2021 gewann der MTV Eintracht Celle den Porta-Pokal in Ramlingen. Gastgeber Kurt Becker (rechts) gratulierte dem Siegerteam.

Okay, bleiben wir sportlich. Wie sehr sind Sie mit dem bisherigen Saisonverlauf zufrieden?

Becker: Nur sehr bedingt. Wir liegen schon hinter unseren Erwartungen zurück. Unser Ziel waren die Top Sechs. Dazu fehlen uns vier, fünf Punkte, daher war die Saison bisher durchwachsen. Aber ich erkenne einen positiven Trend. Wir haben 6:0 in Gifhorn gewonnen und zuletzt beim 2:2 gegen Bersenbrück in der Schlussphase noch einen 0:2-Rückstand aufgeholt, wir hätten sogar noch gewinnen können. Das zeigt, dass die Moral der Mannschaft absolut intakt ist. Das lässt für das Spiel am Samstag und die Zukunft hoffen.

Cohrs: Ich bin sehr zufrieden. Wir hatten einen schwierigen Start. Da haben wir zwar nicht schlecht gespielt, aber eben kaum Punkte geholt. Wichtig war der 3:2-Sieg in Braunschweig, der hat uns gepusht.

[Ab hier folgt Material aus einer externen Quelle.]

PR #329, opened 2021-05-04
Add get apps command

rossf7:

This adds the get apps command.

```sh
$ kubectl gs get apps -h

Display one or many apps

Output columns:

- NAME: Name of the app.
- VERSION: Version of the app.
- LAST DEPLOYED: When the app was last deployed.
- STATUS: Status of the app.

Usage:
  kubectl gs get apps <app-name> [flags]

Aliases:
  apps, app

Examples:
  # List all apps for the current namespace
  kubectl gs get apps

  # Get one app by its name
  kubectl gs get app coredns
...

$ kubectl gs get apps -n dmie3

NAME                 VERSION   LAST DEPLOYED   STATUS
cert-exporter        1.2.3     10d             deployed
cert-manager         2.3.2     10d             deployed
chart-operator       2.5.1     10d             deployed
cluster-autoscaler   1.17.3    10d             deployed
coredns              1.2.0     10d             deployed
external-dns         1.5.0     10d             deployed
kiam                 1.5.0     10d             deployed
kube-state-metrics   1.1.1     10d             deployed
metrics-server       1.1.1     10d             deployed
net-exporter         1.9.0     10d             deployed
node-exporter        1.3.0     10d             deployed
```

### DIFF
--- a/cmd/get/apps/printer.go
+++ b/cmd/get/apps/printer.go
@@ -69,6 +69,8 @@ func getTable(appResource app.Resource) *metav1.Table {
 	}
 
 	switch c := appResource.(type) {
+	case *app.App:
+		table.Rows = append(table.Rows, getAppRow(*c))
 	case *app.Collection:
 		for _, appItem := range c.Items {
 			table.Rows = append(table.Rows, getAppRow(appItem))
--- a/cmd/get/apps/printer.go
+++ b/cmd/get/apps/printer.go
@@ -51,6 +51,11 @@ func (r *runner) printOutput(appResource app.Resource) error {
 	return nil
 }
 
+func (r *runner) printNoMatchOutput() {
+	fmt.Fprintf(r.stdout, "No App CRD found.\n")
+	fmt.Fprintf(r.stdout, "Please check you are accessing a management cluster\n\n")
+}
+
 func (r *runner) printNoResourcesOutput() {
 	fmt.Fprintf(r.stdout, "No apps found.\n")
 	fmt.Fprintf(r.stdout, "To create an app, please check\n\n")
--- a/cmd/get/apps/printer.go
+++ b/cmd/get/apps/printer.go
@@ -1,0 +1,97 @@
+package apps
+
+import (
+	"fmt"
+
+	"github.com/giantswarm/microerror"
+	metav1 "k8s.io/apimachinery/pkg/apis/meta/v1"
+	"k8s.io/apimachinery/pkg/runtime"
+	"k8s.io/cli-runtime/pkg/printers"
+
+	"github.com/giantswarm/kubectl-gs/pkg/data/domain/app"
+	"github.com/giantswarm/kubectl-gs/pkg/output"
+)
+
+func (r *runner) printOutput(appResource app.Resource) error {
+	var (
+		err      error
+		printer  printers.ResourcePrinter
+		resource runtime.Object
+	)
+
+	switch {
+	case output.IsOutputDefault(r.flag.print.OutputFormat):
+		resource = getTable(appResource)
+		printOptions := printers.PrintOptions{
+			WithNamespace: r.flag.AllNamespaces,
+		}
+		printer = printers.NewTablePrinter(printOptions)
+	case output.IsOutputName(r.flag.print.OutputFormat):
+		resource = appResource.Object()
+		err = output.PrintResourceNames(r.stdout, resource)
+		if err != nil {
+			return microerror.Mask(err)
+		}
+
+		return nil
+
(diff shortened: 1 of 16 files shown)


pkg/output/duration.go
```diff
@@ -0,0 +1,18 @@
...
+
+import (
+	"time"
+
+	metav1 "k8s.io/apimachinery/pkg/apis/meta/v1"
+	"k8s.io/apimachinery/pkg/util/duration"
+)
+
+// TranslateTimestampSince returns the elapsed time since timestamp in
+// human-readable approximation.
```
rossf7, line 11: This is based on translateTimestampSince. So the duration matches the one kubectl shows.

https://github.com/kubernetes/cli-runtime/blob/v0.21.0/pkg/printers/tableprinter.go#L564-L572

pkg/data/domain/app/service.go
```diff
@@ -116,3 +116,10 @@ func (s *Service) getByName(ctx context.Context, namespace, name string) (Resour
 
 	return app, nil
 }
+
+// omitManagedFields removes managed fields to make YAML output easier to read.
+// With Kubernetes 1.21 we can use OmitManagedFieldsPrinter and remove this.
+func omitManagedFields(app *applicationv1alpha1.App) *applicationv1alpha1.App {
+	app.ManagedFields = nil
+	return app
+}
```
rossf7, line 125: OmitManagedFieldsPrinter got added in K8s 1.21. So we can remove this then.

https://github.com/kubernetes/cli-runtime/blob/v0.21.0/pkg/printers/managedfields.go#L26-L30

rossf7:
Tested on gauss.

cmd/get/apps/printer.go
```diff
@@ -0,0 +1,97 @@
...
+func getAppRow(a app.App) metav1.TableRow {
+	if a.CR == nil {
+		return metav1.TableRow{}
+	}
+
+	return metav1.TableRow{
+		Cells: []interface{}{
+			a.CR.Name,
+			a.CR.Status.Version,
+			output.TranslateTimestampSince(a.CR.Status.Release.LastDeployed),
```
axbarsan, line 90: Nice ❤️

pkg/data/domain/app/service.go
axbarsan: 👍🏻

ubergesundheit:
What happens if this command is executed with a WC kubeconfig? It just fails or is there a notice printed, that this probably does not work on a WC?

axbarsan (approved):
Works great for me. Thank you for going the extra mile for the human-readable duration thingy 🥳

cmd/get/apps/runner.go
```diff
@@ -0,0 +1,133 @@
...
+				options.Name = strings.ToLower(args[0])
+			}
+
+			if r.flag.AllNamespaces {
+				options.Namespace = metav1.NamespaceAll
+			} else {
+				options.Namespace, _, err = r.flag.config.ToRawKubeConfigLoader().Namespace()
+				if err != nil {
+					return microerror.Mask(err)
+				}
```
axbarsan, line 90: This logic is also on line #65

rossf7:
> What happens if this command is executed with a WC kubeconfig? It just fails or is there a notice printed, that this probably does not work on a WC?

@ubergesundheit Currently just the CRD missing error is printed. Not sure why there is the throttling message from my test cluster.

Good idea to show a custom message. I'll get that done.


```
go run main.go get apps -n giantswarm
I0504 11:56:34.906668   94876 request.go:621] Throttling request took 1.056960859s, request: GET:https://api.ni0t5.k8s.gauss.eu-west-1.aws.gigantic.io/apis/coordination.k8s.io/v1?timeout=32s
Error: No matches for kind "App" in version "application.giantswarm.io/v1alpha1"
exit status 1
```

rossf7:
```
go run main.go get apps -n giantswarm
I0504 14:13:14.348650   98718 request.go:621] Throttling request took 1.078231816s, request: GET:https://api.ni0t5.k8s.gauss.eu-west-1.aws.gigantic.io/apis/coordination.k8s.io/v1?timeout=32s
No App CRD found.
Please check you are accessing a management cluster
```

@ubergesundheit I added this message. 

The rate limiter error is still there but it includes the API server URL which is kind of useful. So I think we can live with it. WDYT?

ubergesundheit:
> The rate limiter error is still there but it includes the API server URL which is kind of useful. So I think we can live with it. WDYT?

Fine with me :)

ubergesundheit (approved):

Und die Spiele danach vor allem gegen Topteams wie Heeslingen und Spelle waren überragend. Vor allem die Art und Weise, wie die Jungs kicken, gefällt mir sehr. Aber wir dürfen nicht vergessen, dass der Abstand zur Abstiegsregion nur fünf Punkte beträgt. Und in dieser ausgeglichenen Liga kann alles passieren. Wir dürfen also keinen Deut nachlassen.

Gutes Stichwort, blicken wir nach vorne. Wo landet Eintracht, wo der RSE?

Becker: Wir halten an unserem Ziel, unter den Top Sechs zu landen, fest. Dafür müssen wir uns sicherlich noch steigern. Eintracht traue ich ebenfalls einen einstelligen Tabellenplatz zu und wünsche es dem Verein auch. Aber dann bitte einen einstelligen Platz hinter dem RSE, wir wollen da in unserer Region schon die Nase vorn haben. (lacht)

Cohrs: Wenn wir auf einem einstelligen Tabellenplatz landen, darf der RSE gerne vor uns liegen. Sollten wir das erreichen, können wir stolz sein. Aber unser Ziel war, ist und bleibt der Klassenerhalt. Das wird schwierig genug. Über eine Platzierung zu spekulieren, verbietet sich in der Liga fast, wenn man sieht, wie dicht alles beisammen liegt und welche Ergebnisse da teilweise zustande kommen. Wichtig ist nur, dass wir am Ende über dem roten Strich stehen.

Zu guter Letzt kommen Sie um einen Tipp für das Regionsderby natürlich nicht herum. Wie geht es denn aus?

Becker: 3:1 für den RSE. Nach einem tollen, mitreißenden und fairen Spiel vor hoffentlich vielen Zuschauern.

Cohrs: Letzteres unterschreibe ich sofort. Beim Ausgang des Spiels lege ich allerdings ein Veto ein. (lacht) Ich tippe auf einen 2:1-Sieg für uns. Danach kann Ramlingen meinetwegen alle Spiele gewinnen. Bis aufs Rückspiel natürlich.